Profitable production of electric vehicles is highly important. Our capitalist society revolves around profitability and therefore, if electric vehicles are to prevail over gas-powered cars, they need to be profitable to manufacture in mass.
A new study published this month by McKinsey & Company and embedded below looks into how automakers can move past producing EVs as compliance cars and “drive electrified vehicle sales and profitability”. Unsurprisingly, it describes battery economics as an important barrier to profitability and though the research firm sees a path to automakers making a profit selling electric vehicles as battery costs fall, it doesn’t see that happening for “the next two to three product cycles” – or between 2025 and 2030.
That’s despite battery costs falling from ~1,000 per kWh in 2010 to ~$227 per kWh in 2016, according to McKinsey.
The company wrote in the report:
Despite that drop, battery costs continue to make EVs more costly than comparable ICE-powered variants. Current projections put EV battery pack prices below $190/kWh by the end of the decade, and suggest the potential for pack prices to fall below $100/kWh by 2030.
We are talking about complete battery pack cost and not just the battery cells. The costs of both are often confused.
Automakers capable of staying ahead of that cost trend will be able to achieve higher margins and possible profits on electric vehicle sales sooner.
Tesla is among the automakers staying ahead of the trend. While McKinsey projects that battery pack prices will be below $190/kWh by the end of the decade, Tesla claims to be below $190/kWh since early 2016.
That’s how the automaker manages to achieve close to 30% gross margin on its flagship electric sedan, the Model S.
Though the Model S has a starting price of $68,000 and battery costs need to fall again in order to allow a starting price of $35,000, like for the upcoming Model 3.
Tesla aims to reduce the price of its batteries by another 30% ahead of the Model 3 with the new 2170 cells in production at the Gigafactory in Nevada.
It should enable a $35,000 price tag for a vehicle with a range of over 200 miles, but McKinsey sees $100/kWh as the target for ” true price parity with ICE vehicles (without incentives)”:
Given current system costs and pricing ability within certain segments, companies that offer EVs face the near-term prospect of losing money with each sale. Under a range of scenarios for future battery cost reductions, cars in the C/D segment in the US might not reach true price parity with ICE vehicles (without incentives) until between 2025 and 2030, when battery pack costs fall below $100/kWh, creating financial headwinds for automakers for the next two to three product cycles.
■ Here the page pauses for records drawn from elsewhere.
PR #71, opened 2024-08-25
Update basemap and layers

raphaellaude:
## Description

Fixes #67 **see screenshots below**
- Add self hosted protomaps light basemap
    - Single 120GB basemap pmtiles layer loaded to R2 bucket using Cloudflare R2 migration service (from a personal S3 bucket).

It matches the estimates of most battery manufacturers, but of course, Tesla is again pushing for a more aggressive timeline. CEO Elon Musk has previously hinted at a possibility of achieving a battery cost of $100 per kWh in 2020 – 5 to 10 years before most estimates.
They plan to achieve the price target with economies of scale and manufacturing efficiency improvements through the Gigafactory program. Whether they can achieve it or not remains to be seen, but it’s not impossible if they are truly currently below $190 while projections didn’t estimate that price point until 2020.
It wouldn’t be surprising to see other automakers following Tesla with their own efforts to build giant battery factories in order to reach similar price points. Another explanation for the cost lead could be the type of cell and the pack architecture. Tesla has been mostly alone in producing battery packs for electric vehicles using thousands of individual cylindrical li-ion battery cells in each pack. In contrast, established automakers, like Nissan with the LEAF or even GM with the Chevy Bolt EV, have been using fewer but larger prismatic cells to build their electric vehicle battery packs.
Recently, new electric vehicle companies have been following Tesla with cylindrical li-ion battery cells instead of prismatic cells like most automakers.